== Given entries

PR #1614, opened 2017-12-05
Add another level of caching for PF/Trouble Flag

Dantemss:


app/subsystems/tasks/update_period_caches.rb
```diff
@@ -0,0 +1,202 @@
...
+    locked_periods = CourseMembership::Models::Period
+      .select(:id)
+      .where(id: periods.map(&:id))
+      .lock('FOR NO KEY UPDATE SKIP LOCKED')
+    period_ids = locked_periods.map(&:id)
+
+    # Retry periods that we couldn't lock later
+    skipped_periods = periods - locked_periods
+    self.class.perform_later(periods: skipped_periods) unless skipped_periods.empty?
+
```
nathanstitt: Should we look into task queues for background jobs.  Sometimes the queue gets long and I wonder if it might potentially be quite a while before this actually runs.  We could add a "fast" queue for jobs like this that will be fast

app/subsystems/tasks/update_task_caches.rb
```diff
@@ -178,8 +183,12 @@ def exec(tasks:)
...
     Tasks::Models::TaskCache.import task_caches, validate: false, on_duplicate_key_update: {
       conflict_target: [ :tasks_task_id, :content_ecosystem_id ],
-      columns: [ :opens_at, :due_at, :feedback_at, :student_ids, :as_toc ]
+      columns: [ :opens_at, :due_at, :feedback_at, :student_ids, :student_names, :as_toc ]
     }
+
+    # Update the PeriodCaches
+    periods = CourseMembership::Models::Period.select(:id).where(id: period_ids.uniq)
+    Tasks::UpdatePeriodCaches.perform_later(periods: periods.to_a)
   end
```
nathanstitt: do we want `periods` to be instances of the `Periods` model, or would id's be fine?   Using `pluck` instead of `select` might be better since you're calling `to_a` on it

app/subsystems/tasks/update_task_caches.rb
```diff
@@ -298,6 +307,7 @@ def build_task_cache(
       title: ecosystem.title,
       has_exercises: books_array.any? { |bk| bk[:has_exercises] },
       num_assigned_steps: num_assigned_steps,
+      num_known_location_steps: books_array.map { |bk| bk[:num_assigned_steps] }.reduce(0, :+),
       num_completed_steps: books_array.map { |bk| bk[:num_completed_steps] }
```
nathanstitt: Would `books_array.sum { |bk| bk[:num_assigned_steps] }`  or even `books_array.sum(&:num_assigned_steps)` work here?  That'd be more efficient but will fail if one of the values is null

app/routines/get_student_guide.rb
```diff
@@ -1,11 +1,118 @@
...
+      .select([ :tasks_task_id, :content_ecosystem_id, :task_type, :as_toc ])
+      .where(content_ecosystem_id: ecosystem_ids)
+      .where("\"tasks_task_caches\".\"student_ids\" @> ARRAY[#{student.id}]")
+      .where(tc[:opens_at].eq(nil).or tc[:opens_at].lteq(current_time))
+      .sort_by { |task_cache| index_by_ecosystem_id[task_cache.content_ecosystem_id] }
+      .uniq { |task_cache| task_cache.tasks_task_id }
+
+    # Get cached Task stats by chapter
+    chs = task_caches.flat_map do |task_cache|
+      practice = task_cache.practice?
```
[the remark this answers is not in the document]
Dantemss: `flat_map` is needed to flatten the result of the block (nested maps in the block)

`find_each` probably wouldn't help too much because we are accumulating the `chs` so memory is consumed regardless but yeah it could definitely be a problem if there are some massive classes with tons of students (1 TaskCache per student and this routine processes 1 period at a time)

app/routines/get_student_guide.rb
```diff
@@ -1,11 +1,118 @@
...
+    # Get the Student CLUes from Biglearn
+    biglearn_responses = OpenStax::Biglearn::Api.fetch_student_clues(biglearn_requests)
+    biglearn_clue_by_book_container_uuid = biglearn_responses.map do |request, response|
+      [ request[:book_container].tutor_uuid, response ]
+    end.to_h
+
+    # Merge the TaskCache ToCs and create the Student Performance Forecast
+    chapter_guides = chs.group_by { |ch| ch[:book_location] }.sort.map do |book_location, chs|
+      pgs = chs.flat_map { |ch| ch[:pages] }
+
```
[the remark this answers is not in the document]
Dantemss: The pages are not unique, but they are merged based on `book_location` below.

app/subsystems/tasks/update_task_caches.rb
Dantemss: Well the routine expects periods but I guess you are right it could take period_ids instead... Maybe a performance optimization for a future PR though?

app/subsystems/tasks/update_task_caches.rb
Dantemss: Using &: doesn't work because these are plain hashes (would throw NoMethodErrors).
How did nobody ever tell me about `sum` though?

app/routines/get_teacher_guide.rb
```diff
@@ -1,21 +1,147 @@
...
+        :student_ids,
+        :as_toc
+      ])
+      .where(content_ecosystem_id: ecosystem_ids, course_membership_period_id: period_ids)
+      .where(pc[:opens_at].eq(nil).or pc[:opens_at].lteq(current_time))
+      .sort_by { |period_cache| index_by_ecosystem_id[period_cache.content_ecosystem_id] }
+      .uniq do |period_cache|
+        [ period_cache.course_membership_period_id, period_cache.tasks_task_plan_id ]
+      end
+
```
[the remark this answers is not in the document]
Dantemss: Oh I totally missed this one when you did the actual review but no, the `index_by_ecosystem_id` is built above and it uses the same ordering that courses use to determine their newest ecosystem (order by date ecosystem was assigned to course I believe).

PR #1618, opened 2017-12-08
 Fix dashboard trouble flags and period cache creation memory consumption

Dantemss:
Also fixed a flaky spec that was failing.


app/routines/get_tp_dashboard.rb
```diff
@@ -41,27 +41,25 @@ def load_plans(course, start_at_ntz, end_at_ntz, current_time = Time.current)
 
     outputs.plans = result.plans.map do |task_plan|
       period_caches = period_caches_by_task_plan_id[task_plan.id] || []
+      total_students = period_caches.flat_map { |pc| pc.student_ids }.uniq.size
       pgs = period_caches.flat_map do |period_cache|
```
nathanstitt: I suspect that using `Set` to find the unique id count might be faster/use less memory.
```ruby
period_caches.reduce(Set.new) { |s, pc| s.merge(pc) }.size
```
I tested in IRB with: 

`[[1,2,4],[1,2]].reduce(Set.new){ |s, v| s.merge(v) }` and it returns: `#<Set: {1, 2, 4}>`

app/subsystems/tasks/update_period_caches.rb
```diff
@@ -151,7 +146,8 @@ def build_period_cache(period:, ecosystem:, task_plan:, tasking_plan:, task_cach
           num_assigned_exercises: chs.map { |ch| ch[:num_assigned_exercises] }.reduce(0, :+),
           num_completed_exercises: chs.map { |ch| ch[:num_completed_exercises] }.reduce(0, :+),
           num_correct_exercises: chs.map { |ch| ch[:num_correct_exercises] }.reduce(0, :+),
-          num_assigned_placeholders: chs.map { |ch| ch[:num_assigned_placeholders] }.reduce(0, :+),
+          num_assigned_placeholders: chs.map { |ch| ch[:num_assigned_placeholders] }.reduce(0, :+),          student_ids: chs.flat_map { |ch| ch[:student_ids] }.uniq,
+          student_names: chs.flat_map { |ch| ch[:student_names] }.uniq,
           pages: period_pgs
```
nathanstitt: if `ch[:num_assigned_placeholders]` will be completely numbers (without nil), then you could call `sum()` on it, 
and the reduce with Set from comment above would probably work in place of the `flat_map` w/`uniq`

If this works, then I think there's a few spots below where it could also be applied

spec/subsystems/tasks/update_period_caches_spec.rb
```diff
@@ -71,22 +77,8 @@
...
-                      free_response: nil,
-                      selected_answer_id: nil,
-                      completed: false,
-                      correct: false,
-                      student_ids: kind_of(Array),
-                      student_names: kind_of(Array)
-                    }
-                  end * 10
+                  student_ids: [ kind_of(Integer) ] * 10,
+                  student_names: [ kind_of(String) ] * 10
```
nathanstitt: Nifty use of `*` for a kind_of matcher 😁

Dantemss: :)

app/subsystems/tasks/update_period_caches.rb
Dantemss: I definitely plan to replace all `map { whatever }.reduce(0,  :+)` with `sum { whatever }` but felt like I should leave those for another PR.

PR #1619, opened 2017-12-11
Fix PushSalesforceCourseStats error on soft-deleted SF records

Dantemss:


app/subsystems/salesforce/attach_record.rb
```diff
@@ -3,13 +3,12 @@ class AttachRecord
...
 
     def exec(record:, to:)
-      model = Models::AttachedRecord.create(
+      outputs.attached_record = Models::AttachedRecord.create(
         tutor_gid: to.to_global_id.to_s,
         salesforce_class_name: record.class.name,
         salesforce_id: record.id
       )
-      transfer_errors_from(model, {type: :verbatim}, true)
-      outputs.attached_record = AttachedRecord.new(strategy: model)
```
jpslav: It probably doesn't matter, but from a risk-aversion perspective, getting rid of the `model` variable means that if there is an error in saving the `AttachedRecord`, `outputs.attached_record` will now be set, whereas before it wouldn't be.

PR #1623, opened 2017-12-12
Prepend "r" to the research identifiers

Dantemss:


lib/token_generator/secure_random_token_generator.rb
```diff
@@ -7,7 +7,9 @@ def initialize(mode, options)
   end
 
   def run
-    send("run_#{mode}")
+    result = send("run_#{mode}")
+
+    result.is_a?(String) ? "#{options[:prefix] || ''}#{result}#{options[:suffix] || ''}" : result
```
jpslav: Don't think you need `|| ''`

```
[5] pry(main)> "#{nil}hi"
=> "hi"
```

Dantemss: I think you are right

PR #1624, opened 2017-12-14
Updated accounts-rails to add support_identifier and is_test to user accounts

Dantemss:
Also switched the Tutor user search to use the user search routines in accounts-rails.
Courses created or cloned by test accounts marked as test courses.

### DIFF
--- a/app/subsystems/lms/launch.rb
+++ b/app/subsystems/lms/launch.rb
@@ -229,7 +229,7 @@ class Lms::Launch
           request_parameters,
           app.secret
         )
-
+debugger if !authenticator.valid_signature?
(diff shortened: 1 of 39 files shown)


app/subsystems/lms/launch.rb
```diff
@@ -229,7 +229,7 @@ def initialize(request_parameters:, request_url:, trusted: false)
           request_parameters,
           app.secret
         )
-
+debugger if !authenticator.valid_signature?
```
jpslav: Hey are you trying to break LMS? ;-)

jpslav: Probably indicates a missing spec on my part :-)

PR #1643, opened 2018-01-05
More research exports

Dantemss:
- Added CNX (fragment) export
- Added exercise export


app/controllers/api/v1/enrollment_controller.rb
```diff
@@ -61,8 +59,7 @@ def prevalidate
     end
   end
 
-  api :POST, '/enrollment_changes',
-             'Creates a new EnrollmentChange request or updates the current one'
+  api :POST, '/enrollment', 'Creates a new EnrollmentChange request or updates the current one'
```
jpslav: Is FE clued in to this route change? and the one below

Dantemss: Just a documentation change. The route change already happened apparently.

PR #1644, opened 2018-01-08
assign missing surveys routine

jpslav:
Handles assigning surveys when (1) survey plans are published, (2) courses are added to a study with previously-published survey plans, (3) a student is added to a course in a study with previously-published survey plans.

### DIFF
--- a/app/controllers/research/survey_plans_controller.rb
+++ b/app/controllers/research/survey_plans_controller.rb
@@ -7,7 +7,7 @@ class Research::SurveyPlansController < Research::BaseController
   end
 
   def create
-    @survey_plan = Research::Models::SurveyPlan.new(cleared_params)# params[:research_models_survey_plan])
+    @survey_plan = Research::Models::SurveyPlan.new(cleared_params)
 
     respond_to do |format|
       if @survey_plan.save
@@ -39,7 +39,7 @@ class Research::SurveyPlansController < Research::BaseController
   def publish
     respond_to do |format|
       begin
-        Research::PublishSurveyPlan[survey_plan: Research::Models::SurveyPlan.first]
+        Research::PublishSurveyPlan[survey_plan: @survey_plan]
         format.html { redirect_to research_survey_plans_path, notice: "Published survey plan #{@survey_plan.id}"}
       rescue
         format.html { redirect_to research_survey_plans_path, alert: "Could not publish survey plan #{@survey_plan.id}"}
--- a/app/subsystems/research/assign_missing_surveys.rb
+++ b/app/subsystems/research/assign_missing_surveys.rb
@@ -1,0 +1,101 @@
+class Research::AssignMissingSurveys
+
+  lev_routine
+
+  def exec(survey_plan: nil, course: nil, student: nil)
+    # Only one input should be present, if multiple are set only one
+    # will be used.
+
+    missing_surveys = missing_surveys_for_student(student) ||
+                      missing_surveys_for_course(course) ||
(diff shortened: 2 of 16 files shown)


app/subsystems/research/assign_missing_surveys.rb
```diff
@@ -0,0 +1,101 @@
...
+            NOT EXISTS (
+              SELECT *
+              FROM "research_surveys"
+              WHERE "research_surveys"."course_membership_student_id" = #{student.id}
+              AND "research_surveys"."research_survey_plan_id" = "research_survey_plans"."id"
+            )
+          WHERE_SQL
+        )
+        .pluck(:id)
+
```
nathanstitt: If the "raw" sql bothers you, you could fallback on `arel` to write the query.  https://stackoverflow.com/questions/6207139/how-to-do-where-exists-in-arel

I find the sql easier to read than arel though so I think this is good.   The only time I'd use arel is if there were concerns with escaping the sql, such as if `student.id` was a string.

app/controllers/research/survey_plans_controller.rb
```diff
@@ -7,7 +7,7 @@ def new
   end
 
   def create
-    @survey_plan = Research::Models::SurveyPlan.new(cleared_params)# params[:research_models_survey_plan])
+    @survey_plan = Research::Models::SurveyPlan.new(cleared_params)
```
Dantemss: It's not in this diff, but I think on line 51, cleared_params has to say params.require(:blah).permit(:blah, :blah, :blah) or else you're going to get a nil error if the main key is not provided.

app/subsystems/research/assign_missing_surveys.rb
jpslav: it all bothers me lol.  I agree this SQL is pretty easy to read, thanks to @Dantemss for writing it out :-)

spec/factories/research/survey.rb
```diff
@@ -0,0 +1,14 @@
...
+  factory :research_survey, class: '::Research::Models::ToolConsumer' do
+    association :survey_plan, factory: :research_study
+    association :student, factory: :course_membership_student
+
+    trait :completed do
+      completed_at { Time.now }
+    end
+
+    trait :hidden do
+      permanently_hidden_at { Time.now }
```
Dantemss: Nothing is permanent :) jk

spec/subsystems/research/assign_missing_surveys_spec.rb
```diff
@@ -0,0 +1,13 @@
...
+
+  # The specs for this routine are inside other routine specs (those
+  # that call AssignMissingSurveys).
+  #
+  #
+  # research/publish_survey_plan_spec  - tests AssignMissingSurveys[survey_plan: ...]
+  # research/add_course_to_study_spec  - tests AssignMissingSurveys[course: ...]
+  # course_membership/add_student_spec - test AssignMissingSurveys[student: ...]
+
+end
```
Dantemss: I was going to say to delete this file but I guess ideally we would split the other tests into 2 so I guess it's fine to leave it.

app/controllers/research/survey_plans_controller.rb
jpslav: Ah cool.  Things I don't know because I never really bothered to learn :-)

spec/factories/research/survey.rb
jpslav: True :-) I wrote the "unhide" routine when they ask us to undo a "permanent hide"

PR #1645, opened 2018-01-11
Do not track users without SF contact ID arriving my courses

jpslav:
Users may get to "My Courses" without a Salesforce Contact ID.  If they do, we don't want to try to track them with an onboarding event because there is nothing to track them by (and our code will explode with an exception email).


Dantemss:
Thank you for this.

PR #1646, opened 2018-01-11
Hide surveys

jpslav:
Also adds an "unhide" just in case.

### DIFF
--- a/spec/features/research/survey_plans_spec.rb
+++ b/spec/features/research/survey_plans_spec.rb
@@ -11,18 +11,12 @@ RSpec.feature 'Researcher working with survey plans' do
     @student_1 = AddUserAsPeriodStudent[period: @period, user: @student_1_user].student
     @student_2 = AddUserAsPeriodStudent[period: @period, user: @student_2_user].student
 
-    @study = FactoryBot.create :research_study
+    @study = FactoryBot.create :research_study, name: "Study 1"
     Research::AddCourseToStudy[course: @course, study: @study]
-  end
-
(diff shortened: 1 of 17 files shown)


spec/features/research/survey_plans_spec.rb
```diff
@@ -0,0 +1,65 @@
...
+    @student_1 = AddUserAsPeriodStudent[period: @period, user: @student_1_user].student
+    @student_2 = AddUserAsPeriodStudent[period: @period, user: @student_2_user].student
+
+    @study = FactoryBot.create :research_study, name: "Study 1"
+    Research::AddCourseToStudy[course: @course, study: @study]
+
+    researcher = FactoryBot.create(:user, :researcher)
+    stub_current_user(researcher)
+  end
+
```
nathanstitt: Do you prefer a before/background block with instance variables instead of using `let`?

Am curious on your reasoning, maybe good to discussion with rest of team sometime

nathanstitt:
Should we rename `permanently_hidden` to  just `hidden` or maybe `withdrawn` ?

spec/features/research/survey_plans_spec.rb
jpslav: Sometimes I do this when I need more than just one variable and the variables work together.... tho of course you can often do that with `let`s too.  Here with `stub_current_user` we need a before block

jpslav:
Probably so on `permanently_hidden`.  And I guess we could add an unhide button.

PR #1649, opened 2018-01-16
allow iframe lms by using same technique as auth controller

nathanstitt:
I think the iframe options header has different case/capitalization


nathanstitt:
[Change Request: Update Canvas iframe to allow Tutor launch](https://trello.com/c/oiw7knSu/1198-change-request-update-canvas-iframe-to-allow-tutor-launch)

PR #1650, opened 2018-01-16
Score weights

Dantemss:
- Added score weights to course profile object
- Changed score export to match mockup


app/routines/concerns/tasks/performance_report_routine.rb
```diff
@@ -13,54 +13,56 @@ def included_in_averages?(task)
...
+  end
+
+  def average(array, value_getter = nil)
+    values = array.map { |item| value_getter.nil? ? item : value_getter.call(item) }.compact
+    num_values = values.length
+    return if num_values == 0
 
-    num_values == 0 ? nil : value_sum / num_values
+    values.sum / num_values.to_f
   end
```
nathanstitt: does a nil value indicate the student hasn't worked the task and they should have a 0 for it?

I'm wondering if `num_values` should be stored before calling `.compact`.  Or maybe not call `.compact`, and instead add a check for `nil` in the `map` and return 0 if the value is nil.

PR #1661, opened 2018-02-01
add first & last name to user representer

nathanstitt:


nathanstitt:
[Bug: User initials are wrong if anything is entered in the prefix or suffix](https://trello.com/c/HLY4EAuu/1273-bug-user-initials-are-wrong-if-anything-is-entered-in-the-prefix-or-suffix)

====

- _Task instructions_: Wherever the word "updates" appears in the records above, copy that line.

- _Answer below_:
-             'Creates a new EnrollmentChange request or updates the current one'
+  api :POST, '/enrollment', 'Creates a new EnrollmentChange request or updates the current one'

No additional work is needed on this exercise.